Ruby – Very simple SEXP parser

For an assignment, we must implement an input like a very basic sexp parser, such as:

 "((ab) ((cd) e) f)"

It will return:

[["a", "b"], [["c", "d"], "e"], "f"]

Since this is part of a larger task, the parser is only given valid input (matching parens& c) . I proposed the following solution in Ruby:

def parse s, start, stop
tokens = s.scan(/#{Regexp.escape(start )}|#{Regexp.escape(stop)}|\w+/)

stack = [[]]

tokens.each do |tok|
case tok
when start
stack << []
when stop
stack[-2] << stack.pop
else
stack[-1 ] << tok
end
end

return stack[-1][-1]
end

This may not be the best Solution, but it can do the job.

Now, I am interested in the core function of an idiomatic Haskell solution (i.e. I don’t care about lexing or choosing separators, considering that the input already lexed will be very Ok), if it is possible to use only the “core” Haskell, no extensions or libraries like parsec.

Please note that this is not part of the assignment, I am only interested in Haskell’s handling.

[["a", "b"], [["c", "d" ], "e"], "f"]

There is no valid type in Haskell (because all elements in the list must be in Haskell Have the same type), so you need to define your own data structure for the nested list, as shown below:

data NestedList = Value String | Nesting [NestedList]

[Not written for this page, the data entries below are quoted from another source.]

PR #4092, opened 2021-03-30
Fix flaky integration test

emrahs:
**What changed?**
Attempt to fix flaky integration test that seems to be failing due to time precisions affecting timestamp math. Also added some extra logs to help with the investigation if the test continues being flaky.

**Why?**

**How did you test it?**

**Potential risks**

### DIFF
--- a/host/integration_test.go
+++ b/host/integration_test.go
@@ -1208,15 +1208,26 @@ func (s *integrationSuite) TestCronWorkflow() {
 	}
 	for i := 1; i != 4; i++ {
 		executionInfo := closedExecutions[i]
-		// Roundup to compare on the precision of seconds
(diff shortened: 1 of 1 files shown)


demirkayaender (approved):
This is actually the test I have been looking today for the delay start integration test, thanks for improving the output for better debugging. 

Looks like Zijian is refactoring the integration tests. You might want to wait until that change goes in for better consistency.

Shaddoll:
> This is actually the test I have been looking today for the delay start integration test, thanks for improving the output for better debugging.
> 
> Looks like Zijian is refactoring the integration tests. You might want to wait until that change goes in for better consistency.

I haven't done the refactoring yet. This is not a big change. I can rebase this change.

yux0 (approved):
Thank you for fixing this

PR #4098, opened 2021-03-31
Seperate integration test suite definition from actual integration tests

Shaddoll:
**What changed?**
Seperate integration test suite definition from actual integration tests

**Why?**
Allow these integration test suites to be reused.

**How did you test it?**
integration tests

**Potential risks**

**Release notes**

**Documentation Changes**


host/sizelimitTest.go
```diff
@@ -0,0 +1,191 @@
+// Copyright (c) 2016 Uber Technologies, Inc.
```
yux0, line 1: Looks good to me. Could we have the updated header for all touched files?

yux0 (approved):

host/sizelimitTest.go
Shaddoll: Of course, I think the linter forces us to do it.

PR #4102, opened 2021-04-01
Fix don't swallow the error when building zap logger

git-hulk:
**What changed?**
Fix don't swallow the error when building zap logger

**Why?**

Currently, start the cadence server would be panic when
failed to build the zap logger. It will cause confusion since
the error was swallowed.

**How did you test it?**

test local with no permission log dir

**Potential risks**
no


tools/cli/domainUtils.go
```diff
@@ -299,7 +299,8 @@ func initializeDomainHandler(
 func initializeLogger(
 	serviceConfig *config.Config,
 ) log.Logger {
-	return loggerimpl.NewLogger(serviceConfig.Log.NewZapLogger())
+	zapLogger, _ := serviceConfig.Log.NewZapLogger()
```
meiliang86, line 302: log fatal or panic here in case of error?

meiliang86 (approved):

tools/cli/domainUtils.go
meiliang86: I guess you don't have a logger, so the only thing you can do is to panic

git-hulk: Yeah, I have used the `ErrorAndExited` to log the error and exit

longquanzheng (approved):

bench/lib/context.go
```diff
@@ -54,7 +54,7 @@ type RuntimeContext struct {
 
 // NewRuntimeContext builds a runtime context from the config
 func NewRuntimeContext(cfg *Config) (*RuntimeContext, error) {
-	logger := cfg.Log.NewZapLogger()
+	logger, _ := cfg.Log.NewZapLogger()
```
longquanzheng, line 57: We should just panic here. having error in the result means the logger could be invalid.

git-hulk: fixed

Groxx:
Huh.  Why don't we have this passed in?  Constructing a logger seems doomed to be over-complicated (as we expose more and more logger-configuration fields) and less flexible (zap loggers can do effectively anything, there's no reason for us to limit them).

Accepting a logger would also simplify the `log, _ := config.NewZapLogger()` case in tests: pass in a `zaptest.NewLogger(t)` instead of constructing one and trying to work around the test environment.

longquanzheng:
> Huh. Why don't we have this passed in? Constructing a logger seems doomed to be over-complicated (as we expose more and more logger-configuration fields) and less flexible (zap loggers can do effectively anything, there's no reason for us to limit them).
> 
> Accepting a logger would also simplify the `log, _ := config.NewZapLogger()` case in tests: pass in a `zaptest.NewLogger(t)` instead of constructing one and trying to work around the test environment.

Which one are you referring to? I think we have to do this way because they are in from different `main()` : server, bench, canary and CLI. So we can't pass a logger from server to cli code, hehe. 
Or in other words, we already try the best to pass around/initiate only once.

longquanzheng:
@Groxx I merged this PR but if you see a way that we can improve by passing around logger, we make do a refactoring

PR #4106, opened 2021-04-03
Expose server version tag to be set during build time

longquanzheng:
**What changed?**
Expose server version tag to be set during build time

**Why?**
for https://github.com/uber/cadence/issues/4052
following https://www.digitalocean.com/community/tutorials/using-ldflags-to-set-version-information-for-go-applications

**How did you test it?**
locally tested:
```
(qlong_version_tag)$./cadence-server
NAME:
   cadence - Cadence server

USAGE:
   cadence-server [global options] command [command options] [arguments...]

VERSION:
   test-6c9b260b
```

**Potential risks**
No

**Release notes**
No

**Documentation Changes**
No


meiliang86 (approved):

meiliang86:
Is it possible to include the first part of git sha as part of the version as well?
So it will look like "development-XXXXXX" and "0.19.1-XXXXXX"

longquanzheng:
> Is it possible to include the first part of git sha as part of the version as well?
> So it will look like "development-XXXXXX" and "0.19.1-XXXXXX"

It's not usual to do that way. How about having another field `commit`?

scripts/go-build-ldflags.sh
```diff
@@ -13,13 +13,15 @@ export GIT_VERSION=$(git describe --tags --abbrev=0 2>/dev/null || echo unknown)
...
+SERVER_VERSION="${SERVER_VERSION:-'development'}"
 
 if [ "$MODE" = "LDFLAG" ]; then
   LD_FLAGS="-X ${BASE_PACKAGE}.Revision=${GIT_REVISION} \
   -X ${BASE_PACKAGE}.Branch=${GIT_BRANCH}               \
   -X ${BASE_PACKAGE}.Version=${GIT_VERSION}             \
   -X ${BASE_PACKAGE}.BuildDate=${BUILD_DATE}            \
-  -X ${BASE_PACKAGE}.BuildTimeUnix=${BUILD_TS_UNIX}"
+  -X ${BASE_PACKAGE}.BuildTimeUnix=${BUILD_TS_UNIX}    \
+  -X main.Version=${SERVER_VERSION}"
```
Groxx, line 24: - @meiliang86 we have revision already in vars here, so no need to add it to the version.  though adding it to the output may be nice, yeah.
- @longquanzheng is SERVER_VERSION noticeably different than GIT_VERSION?  and why not put this in BASE_PACKAGE as well?

longquanzheng: good point. I didn't pay much attention. doing it.

longquanzheng: @meiliang86 okay I ended up append the revision  in the version output like you said, because there is no easy way to add such a field. 

@Groxx again, thanks for your comment.

longquanzheng:
@Groxx LMK if you have any other comments

scripts/go-build-ldflags.sh
```diff
@@ -9,10 +9,17 @@ fi
...
 export BUILD_TS_UNIX=$(date '+%s') # second since epoch
 export BASE_PACKAGE=github.com/uber/cadence/common/metrics
+if [ -z ${SERVER_VERSION} ]; then
+  # If not set SERVER_VERSION, then use the most recent tag.
+  export GIT_VERSION=$(git describe --tags --abbrev=0 2>/dev/null || echo unknown)
+else
+  # If passing a version explicitly, then use it
+  export GIT_VERSION=${SERVER_VERSION}
+fi
+
```
Groxx, line 22: Two Qs / options:
1. Maybe include `--dirty` so you see if the git status is clean?  I've found a fair number of flawed build systems this way, since it'll tell you if you're un-knowingly modifying things in your releases.
2. If ya want to be fancy:
    ```bash
    export GIT_VERSION="${SERVER_VERSION:-$(git describe --tags --abbrev=0 2>/dev/null || echo unknown)}"
    ```
    it'll only run the `$(...)` operation if SERVER_VERSION is not set.  Arguably this could be done for all the vars, though I mostly doubt we'll ever want to customize the others.
    
    (I generally avoid fancy bash-isms, but some are simple / clear / common enough to be useful)

But this is good as-is 👍 Same as before, and unambiguous.

Groxx (approved):
Works for me 👍  Check comment if you agree, but either way I think it's good to go.

scripts/go-build-ldflags.sh
longquanzheng: adopted 1 but reserve for 2 -- probably I am not very good at bash and feel like less fancyness will be more readable for people like me :P 
(really wish some we could write all python for all script).

Groxx: yep, more-explicit bash is rarely the wrong choice I think :)  easier to read and modify later.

Now, if you have a list of tokens, where Token is defined as a data Token = LPar | RPar | symbol string, you can parse it as a NestedList as shown below:

parse = fst .parse'

parse' (LPar: tokens) =
let (inner, rest) = parse' tokens
(next, outer) = parse' rest
in
(Nesting inner: next, outer)
parse' (RPar: tokens) = ([], tokens)
parse' ((Symbol str) : tokens) =
let (next, outer) = parse' tokens in
(Value str: next, outer)
parse' [] = ([],[])

For an assignment, we must implement an input like a very basic sexp parser, such as:

"((ab) ((cd) e) f)"

It will return:

[["a", "b"] , [["c", "d"], "e"], "f"]

Since this is part of a larger task, the parser is only given valid input (matching parens& c ). I proposed the following solution in Ruby:

def parse s, start, stop
tokens = s.scan(/#{Regexp.escape( start)}|#{Regexp.escape(stop)}|\w+/)

stack = [[]]

tokens.eac h do |tok|
case tok
when start
stack << []
when stop
stack[-2] << stack.pop
else
stack[-1] << tok
end
end

return stack[-1][-1]
end

This may not be the best solution, but it can do the job.

Now, I am interested in the core features of an idiomatic Haskell solution (i.e. I don’t care about lexing or choosing Separator, it would be good to consider the input already lexed), if it is possible to use only the “core” Haskell, no extensions or libraries like parsec.

Please note that this is not part of the assignment, I just give Haskell Is interested in how to handle it.

[["a", "b"], [["c", "d"], " e"], "f"]

There is no valid type in Haskell (because all elements in the list must have the same type in Haskell), so you need to define your own data structure for the nested list , As follows:

data NestedList = Value String | Nesting [NestedList]

Now, if you have a token list, where Token is defined as Data Token = LPar | RPar | Symbol string, you can parse it into NestedList, as shown below:

parse = fst. Parse'

parse' (LPar: tokens) =
let (inner, rest) = parse' tokens
(next, outer) = parse' rest
in
(Nesting inner: next , outer)
parse' (RPar: tokens) = ([], tokens)
parse' ((Symbol str): to kens) =
let (next, outer) = parse' tokens in
(Value str: next, outer)
parse' [] = ([],[])

Leave a Comment

Your email address will not be published.